* **Task statement**
Each line of the entries below that includes "EncodingTypeEmpty" belongs in your answer.

Extracted entries Start Marker

PR #5009, opened 2022-10-03
Fix ndc flush buffered events

Shaddoll:
**What changed?**
Fix ndc flush buffered events
Fix https://github.com/uber/cadence/issues/5006

**Why?**
workflow can get stuck after failover because of no scheduled decision

**How did you test it?**
local test

**Potential risks**

**Release notes**

**Documentation Changes**


service/history/execution/workflow.go
```diff
@@ -232,22 +233,13 @@ func (r *workflowImpl) failDecision(
...
-		"",
-		0,
-	); err != nil {
+	if err := FailDecision(r.mutableState, decision, types.DecisionTaskFailedCauseFailoverCloseDecision); err != nil {
 		return err
 	}
-
-	return r.mutableState.FlushBufferedEvents()
+	if scheduleNewDecision {
+		return ScheduleDecision(r.mutableState)
```
davidporter-id-au, line 240: What will happen if this crashes partway through? It'll still get lost I assume?

davidporter-id-au (approved):

service/history/execution/workflow.go
Shaddoll: what do you mean by crash?

Shaddoll: these are in-memory operations, so it doesn't matter.

PR #5015, opened 2022-10-31
Feature/min initial failover version

davidporter-id-au:
## Problem 

The Initial Failover version is a somewhat overloaded monotonic counter, which uses the first couple of bits to identify the origin cluster for where an action was performed. 

However, when joining separate clusters, its necessary for these to be unique, migration between clusters isn't otherwise possible. 

Unfortunately, if you're joining two clusters with fairly high traffic together, it's necessary to move one of them off to a unique initial failover version. 

## Solution 
This change allows a dynamic configuration guarded change to issue a second initialFailoverVersion from a cluster, such that traffic can gradually be moved off the previous value. 

## Testing Plan 

Testing will be done by:
[✓] Verifying locally
[ ] Migrating in test environments
[ ] Migrating against non-production traffic.


common/cluster/metadata.go
```diff
@@ -151,3 +171,45 @@ func (m Metadata) ClusterNameForFailoverVersion(failoverVersion int64) string {
...
+			cluster,
+			m.allClusters,
+		))
+	}
+
+	// if using the minFailover Version during a cluster config, then return this from config
+	// (assuming it's safe to do so). This is not the normal state of things and intended only
+	// for when migrating versions.
+	usingMinFailoverVersion := m.useMinFailoverVersionOverride(domainName)
+	if usingMinFailoverVersion && info.MinInitialFailoverVersion != nil && *info.MinInitialFailoverVersion > info.InitialFailoverVersion {
```
Shaddoll, line 191: tbh, I don't think `*info.MinInitialFailoverVersion > info.InitialFailoverVersion` is necessary

common/cluster/metadata.go
```diff
@@ -138,7 +159,6 @@ func (m Metadata) ClusterNameForFailoverVersion(failoverVersion int64) string {
 	if failoverVersion == common.EmptyVersion {
 		return m.currentClusterName
 	}
-
 	initialFailoverVersion := failoverVersion % m.failoverVersionIncrement
 	clusterName, ok := m.versionToClusterName[initialFailoverVersion]
```
Shaddoll, line 163: This doesn't look correct if the domain is currently using minInitialFailoverVersion

common/config/cluster.go
```diff
@@ -58,6 +58,12 @@ type (
 		Enabled bool `yaml:"enabled"`
 		// InitialFailoverVersion is the identifier of each cluster. 0 <= the value < failoverVersionIncrement
 		InitialFailoverVersion int64 `yaml:"initialFailoverVersion"`
+		// MinInitialFailover is a new failover version for an initialFailoverVersion migration
+		// for when it's necessary to migrate between two values.
+		//
+		// this is a pointer to imply optionality, it's an optional field and its lack
+		// is indicated by a nil pointer. Zero is a valid field
+		MinInitialFailoverVersion *int64 `yaml:"minInitialFailoverVersion"`
```
Shaddoll, line 66: IMHO, MinInitialFailoverVersion is confusing, how about naming it NewInitialFailoverVersion

common/cluster/metadata.go
```diff
@@ -54,6 +63,9 @@ func NewMetadata(
 	primaryClusterName string,
 	currentClusterName string,
 	clusterGroup map[string]config.ClusterInformation,
+	useMinFailoverVersionOverrideConfig dynamicconfig.BoolPropertyFnWithDomainFilter,
+	metricsClient metrics.Client,
+	logger log.Logger,
 ) Metadata {
 	versionToClusterName := make(map[int64]string)
 	for clusterName, info := range clusterGroup {
```
Shaddoll, line 71: I think we also need to add MinInitalFailoverVersion to the map

common/config/cluster.go
davidporter-id-au: Sure, reasonable, will do

common/cluster/metadata.go
davidporter-id-au: Good catch 🤦

config/dynamicconfig/development.yaml
```diff
@@ -10,3 +10,9 @@ history.EnableConsistentQueryByDomain:
 history.enableCrossClusterOperations:
 - value: true
   constraints: {}
+history.enableCrossClusterOperations:
```
Shaddoll, line 13: history.enableCrossClusterOperations is duplicated

Shaddoll (approved):

PR #5025, opened 2022-11-10
Fix workflow cancellation

Shaddoll:
**What changed?**
- Don't return error if the workflow is already cancelled by the request with the same request ID

**Why?**
- Make the behavior idempotent 

**How did you test it?**
unit test

**Potential risks**

**Release notes**

**Documentation Changes**


mindaugasbarcauskas (approved):
Looks good to me.

vytautas-karpavicius (approved):

PR #5027, opened 2022-11-17
Add cli tls support

charlese-instaclustr:
Added the option to use TLS via the Cadence CLI, by use of a `tls_cert_path` flag which accepts a file path to a PEM formatted certificate file.

**Why?**

A user may want to make a CLI call to the grpc port of a TLS enabled Cadence cluster. In this case, the CLI needs to be able to construct the correct TLS outbound configuration, which requires enabling the user to pass the relevant cert file.

**How did you test it?**

- Built the Cadence CLI locally
- Provisioned one TLS-enabled and one non-TLS-enabled Cadence cluster
- Tested new feature by making `cadence admin cluster describe` and `cadence domain register` CLI calls to the grpc port of the TLS-enabled cluster, while passing the relevant cert file via the new `tls_cert_path` flag.
- Regression tested by calling the same commands against the grpc port of the non-TLS-enabled cluster
- Regression tested with the same commands against the tchannel ports of both clusters

**Potential risks**

This change does not affect the behaviour of existing transport options. So, in the worst case (e.g. the new feature does not allow connection to a TLS-enabled cluster in some case), it should not break any existing deployments/configurations.

**Release notes**

No.

**Documentation Changes**

No.


tools/cli/app.go
```diff
@@ -79,6 +79,12 @@ func NewCliApp() *cli.App {
 			Usage:  "optional argument for transport protocol format, either 'grpc' or 'tchannel'. Defaults to tchannel if not provided",
 			EnvVar: "CADENCE_CLI_TRANSPORT_PROTOCOL",
 		},
+		cli.StringFlag{
+			Name:   FlagTLSCertPathWithAlias,
+			Value:  "",
```
shijiesheng, line 84: nit: delete this line to keep the style consistent

longquanzheng:
Quick question, Have you tested this working?

charlese-instaclustr:
> Quick question, Have you tested this working?

@longquanzheng Hi, yes, please see the testing procedure in my original comment:

- Built the Cadence CLI locally
-Provisioned one TLS-enabled and one non-TLS-enabled Cadence cluster
-Tested new feature by making cadence admin cluster describe and cadence domain register CLI calls to the grpc port of the TLS-enabled cluster, while passing the relevant cert file via the new tls_cert_path flag.
-Regression tested by calling the same commands against the grpc port of the non-TLS-enabled cluster
-Regression tested with the same commands against the tchannel ports of both clusters

Please let me know if you think any more should be conducted, thanks.

tools/cli/app.go
charlese-instaclustr: Done, thanks

shijiesheng (approved):

PR #5031, opened 2022-11-19
Add FirstExecutionRunID to mutable state

Shaddoll:
**What changed?**
Added FirstExecutionRunID to mutable state which gets persisted in DB. Now we don't rely on workflow execution started event for this information.

This partially picks https://github.com/temporalio/temporal/pull/365

**Why?**
See https://github.com/temporalio/temporal/pull/365

**How did you test it?**
unit test, integration test and local test on laptop

**Potential risks**
There might be backward compatibility issue, and we must make sure the old mutable state can still be read from database.

**Release notes**

**Documentation Changes**


common/persistence/serialization/persistence_mapper.go
```diff
@@ -152,6 +153,7 @@ func FromInternalWorkflowExecutionInfo(executionInfo *persistence.InternalWorkfl
 		CompletionEventEncoding:            string(common.EncodingTypeEmpty),
 		VersionHistoriesEncoding:           string(common.EncodingTypeEmpty),
 		InitiatedID:                        common.EmptyEventID,
+		FirstExecutionRunID:                MustParseUUID(executionInfo.FirstExecutionRunID),
```
davidporter-id-au, line 156: Is there any possibility of this being an invalid UUID? I'm always a little scared of using MustParse for places like this

davidporter-id-au: Looking below at the builder - from a naïve perspective this looks maybe it could be an invalid uuid, or at least a nil one

davidporter-id-au (approved):

common/persistence/serialization/persistence_mapper.go
Shaddoll: MustParseUUID works with empty string

PR #5032, opened 2022-11-24
[WIP]Update parent close policy to terminate/cancel child workflows even after continue as new

Shaddoll:
**What changed?**
this picks https://github.com/temporalio/temporal/pull/696
and partially picks https://github.com/temporalio/temporal/pull/365

**Why?**
see the 2 cherry picks

**How did you test it?**
TBD

**Potential risks**

**Release notes**

**Documentation Changes**


service/history/task/transfer_active_task_executor.go
```diff
@@ -2050,9 +2052,11 @@ func applyParentClosePolicy(
 				Domain: childDomainName,
 				WorkflowExecution: &types.WorkflowExecution{
 					WorkflowID: childStartedWorkflowID,
-					RunID:      childStartedRunID,
```
mindaugasbarcauskas, line 2053: I am wondering if not setting the runId could cause some issues since from client side anyone can access the WorkflowExecution, what do you think? 
Was it removed from here because now we will be using FirstExecutionRunID everywhere?

Shaddoll: we use FirstExecutionRunID only here, and it doesn't make sense to set run id if FirstExecutionRunID is set

mindaugasbarcauskas (approved):
Looks good.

Extracted entries End Marker

* **Response**
 		CompletionEventEncoding:            string(common.EncodingTypeEmpty),
 		VersionHistoriesEncoding:           string(common.EncodingTypeEmpty),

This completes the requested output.